Tonneman permaneció unos segundos inmóvil delante de la verja, sintiéndose en cierto modo un intruso. Descorrió el pestillo y entró. Los caminos que discurrían entre las tumbas estaban cubiertos con anchas losas, lo que impedía que el visitante pisara el barro. Algunos sepulcros se habían deteriorado más que otros por el paso de los años, de manera que costaba mucho leer las inscripciones. Mientras caminaba, se fijó en que las tumbas eran sencillas, talladas en mármol o granito; algunas tenían la inscripción en hebreo y holandés, otras en hebreo e inglés. Muchos nombres le resultaban familiares: Frank, Levy, Hendricks, López, Nathan, Gómez, Hays, Isaacs, Moses, Adolphus y muchos más que nunca hubiese sospechado fueran judíos.

En verdad, poco le importaba la religión; raras veces en vida de su padre y su abuelo había acudido a la liturgia de la Iglesia protestante holandesa.

Había cesado de llover, y sobre la ciudad se cernía una capa de niebla muy húmeda.
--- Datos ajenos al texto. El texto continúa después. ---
PR #894, opened 2025-09-03
Anticipate different year values between Athena and Socrata assets

wrridgeway:
Addressing an issue where we get new years for data in Athena which don't already exist in Socrata, or years are deleted from Athena and the corresponding rows need to be removed from Socrata. Before, this would error out trying to find a `row_id` column in an empty dataframe if the year value wasn't present on Socrata, or would leave rows undeleted on Socrata if they had a year value that had been removed from Athena.

This hasn't caused us an issue yet since we've almost exclusively been using the script to update the present year (2025) of data for each asset, and when I tested the script updating all years in the past enough time hadn't passed between runs for there to be differences in year values.

[This run of the workflow](https://github.com/ccao-data/data-architecture/actions/runs/17444977323/job/49537092859) successfully handled `year = 205` which was causing the error [here](https://github.com/ccao-data/data-architecture/actions/runs/17441950840/job/49526909163) (205 had been added to athena but wasn't present in socrata), but ended up failing when athena got nuked.

[Here's a run](https://github.com/ccao-data/data-architecture/actions/runs/17476185532/job/49636504132) I initialized after solving the data is on athena but not on socrata issue. There was still a one row difference between the athena and socrata assets due to a year value that no longer existed in athena. The run found the row on socrata and removed it.

### DIFF
--- a/socrata/socrata_upload.py
+++ b/socrata/socrata_upload.py
@@ -21,7 +21,7 @@ pd.set_option("display.max_rows", None)
 
 # Create a session object so HTTP requests can be pooled
 session = requests.Session()
-session.headers.update({"X-App-Token": os.getenv("SOCRATA_APP_TOKEN")})
+session.headers.update({"X-App-Token": str(os.getenv("SOCRATA_APP_TOKEN"))})
 session.auth = (
     str(os.getenv("SOCRATA_USERNAME")),
     str(os.getenv("SOCRATA_PASSWORD")),


socrata/socrata_upload.py
```diff
@@ -275,12 +275,15 @@ def check_deleted(input_data, asset_id, app_token):
...
-    input_data = input_data.drop(columns=["_merge"])
+    if len(socrata_rows) > 0:
+        input_data = input_data.merge(
+            socrata_rows, on="row_id", how="outer", indicator=True
+        )
+        input_data[":deleted"] = None
+        input_data.loc[input_data["_merge"] == "right_only", ":deleted"] = True
+        input_data = input_data.drop(columns=["_merge"])
+    else:
+        input_data[":deleted"] = None
```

Tonneman se adentró un poco más en el cementerio, invadido por una sensación de paz espiritual, algo raro en él desde que había regresado a Nueva York. De repente oyó los gorjeos de unos petirrojos; posados en una rama de nogal, le dedicaron una serenata. Se detuvo para disfrutar del canto.

—¿Qué busca aquí? —preguntó una voz tan ronca que por un momento Tonneman pensó que era de ultratumba.

Se volvió. Descubrió a una criatura jorobada cubierta con una capa de tejido marrón confeccionado en casa, muy tosco; tenía las manos deformadas por la artritis, la cara llena de verrugas, y por los hoyos que se le formaban en las mejillas adivinó que no tenía dientes.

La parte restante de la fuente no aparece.